Issue #1773, opened 2019-06-09
Promote PendingDeprecationWarning to DeprecationWarning


jodal:
We have a small set of `PendingDeprecationWarning` in our source code now:

- [ ] `core.playback.play()` with "tl_track" argument is pending deprecation, use "tlid" instead
- [ ] `core.tracklist.eot_track()` is pending deprecation, use `tracklist.get_eot_tlid()`
- [ ] `core.tracklist.next_track()` is pending deprecation, use `tracklist.get_next_tlid()`
- [ ] `core.tracklist.previous_track()` is pending deprecation, use `tracklist.get_previous_tlid()`

Before the release of 3.0, we should consider upgrading all of these to `DeprecationWarning`, so that they can be removed in 4.0.

hugovk:
Please see PR https://github.com/mopidy/mopidy/pull/1786.

jodal:
Fixed by #1854 .

Issue #1461, opened 2016-02-22
Remove deprecated Core APIs


jodal:
Our Core API is starting to become quite cluttered with old deprecated APIs that we need to remove to make the API easier to use correctly. In additon, removing the old `@property` APIs will lead to some performance improvements, given the way Pykka proxies currently accesses the properties when inspecting the actor's interface.

Before we can remove the deprecated core APIs, we need to stop using them. Luckily, none of the WebSocket API based clients have ever had access to the deprecated properties, reducing the scope of this a great deal.
- [x] ~Update Mopidy tests to not use deprecated APIs. See #1083.~
- [x] Review Mopidy itself for deprecated API use. For example by removing the deprecated Core APIs, then running automated and manual tests.
- [x] ~Review all Python-based Mopidy Core API users. See https://github.com/jodal/mopidy-core-api-users for an easy way to search across the source code of many extensions.~

Extensions that needs to be updated:
- [x] Mopidy-MPRIS (mopidy/mopidy-mpris#13)
- [x] ~...more extensions identified by the review mentioned above...~

Remove deprecated APIs:
- `Core`
  - [x] `uri_schemes` property
  - [x] `version` property
- `LibraryController`
  - [x] `find_exact()` method
  - [x] `lookup()` method's `uri` argument
  - [x] `search()` method's empty query returns everything behavior
  - [x] `search()` method's `kwargs` argument
- `PlaybackController`
  - [x] `current_tl_track` property
  -  [x] `current_track` property
  - [x] `state` property
  - [x] `time_position` property
  - [x] `get_volume()` method
  - [x] `set_volume()` method
  - [x] `volume` property
  - [x] `get_mute()` method
  - [x] `set_mute()` method
  - [x] `mute` property
- `PlaylistController`
  - [x] `get_playlists()` method
  - [x] `playlists` property
  - [x] `filter()` method
- `TracklistController`
  - [x] `tl_tracks` property
  - [x] `tracks` property
  - [x] `length` property
  - [x] `version` property
  - [x] `consume` property
  - [x] `random` property
  - [x] `repeat` property
  - [x] `single` property
  - [ ] `add()` method's `tracks` argument
  - [x] `add()` method's `uri` argument
  - [x] `filter()` method's `kwargs` argument
  - [x] `remove()` method's `kwargs` argument

jodal:
We should ignore the items about other extensions above. Extensions will have to cross this bridge themselves.

What remains to close this issue is to:

[...]

PR #1786, opened 2019-08-18
Promote PendingDeprecationWarnings to DeprecationWarnings

hugovk:
Fixes https://github.com/mopidy/mopidy/issues/1773.


hugovk:
Merge conflicts resolved!

jodal:
Thanks! I plan to merge this as soon as we've thrown out the last of the old deprecated fields, ref. #1083 and #1461.

setup.cfg
```diff
@@ -92,6 +92,7 @@ universal = 1
 filterwarnings =
     error::DeprecationWarning:mopidy[.*]
     ignore::PendingDeprecationWarning:mopidy[.*]
+    ignore::DeprecationWarning:mopidy[.*]
```
jodal: This sends mixed signals when compared with two lines up ;-)

Instead of ignoring our own deprecation warnings, we should update the tests:
- If the test is just using the deprecated functionality to support whatever else it is testing, use the replacement for the deprecated feature instead.
- If the test is testing the deprecated functionality, wrap the call in `with deprecation.ignore():` to ignore deprecation warnings in as little code as possible.

mopidy/core/tracklist.py
```diff
@@ -209,7 +209,7 @@ def eot_track(self, tl_track):
         :type tl_track: :class:`mopidy.models.TlTrack` or :class:`None`
         :rtype: :class:`mopidy.models.TlTrack` or :class:`None`
         """
-        deprecation.warn("core.tracklist.eot_track", pending=True)
+        deprecation.warn("core.tracklist.eot_track")
```
jodal: The docstrings should be updated with deprecation information, e.g. between the free form text and the `:param:` lines, add something like:

``` rst
.. deprecated:: 3.0
    Use :meth:`get_eot_tlid` instead.
```

mopidy/core/playback.py
```diff
@@ -289,7 +289,7 @@ def play(self, tl_track=None, tlid=None):
         tlid is None or validation.check_integer(tlid, min=1)
 
         if tl_track:
-            deprecation.warn("core.playback.play:tl_track_kwarg", pending=True)
+            deprecation.warn("core.playback.play:tl_track_kwarg")
```
jodal: Suggested deprecation docs: `The ``tl_track`` argument. Use ``tlid`` instead.`

hugovk:
Got a bit stuck here, seems the new ones are not quite drop-in replacements! Could I hand this PR over?

jodal:
Replaced by #1854. See the description there.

» Exercise details:
Only one stretch of the entries above is wanted: the lines from the one containing "PR #1786, opened 2019-08-18" through the one containing "- If the test is just". Please reproduce it exactly.

» Written solution:
PR #1786, opened 2019-08-18
Promote PendingDeprecationWarnings to DeprecationWarnings

hugovk:
Fixes https://github.com/mopidy/mopidy/issues/1773.


hugovk:
Merge conflicts resolved!

jodal:
Thanks! I plan to merge this as soon as we've thrown out the last of the old deprecated fields, ref. #1083 and #1461.

setup.cfg
```diff
@@ -92,6 +92,7 @@ universal = 1
 filterwarnings =
     error::DeprecationWarning:mopidy[.*]
     ignore::PendingDeprecationWarning:mopidy[.*]
+    ignore::DeprecationWarning:mopidy[.*]
```
jodal: This sends mixed signals when compared with two lines up ;-)

Instead of ignoring our own deprecation warnings, we should update the tests:
- If the test is just using the deprecated functionality to support whatever else it is testing, use the replacement for the deprecated feature instead.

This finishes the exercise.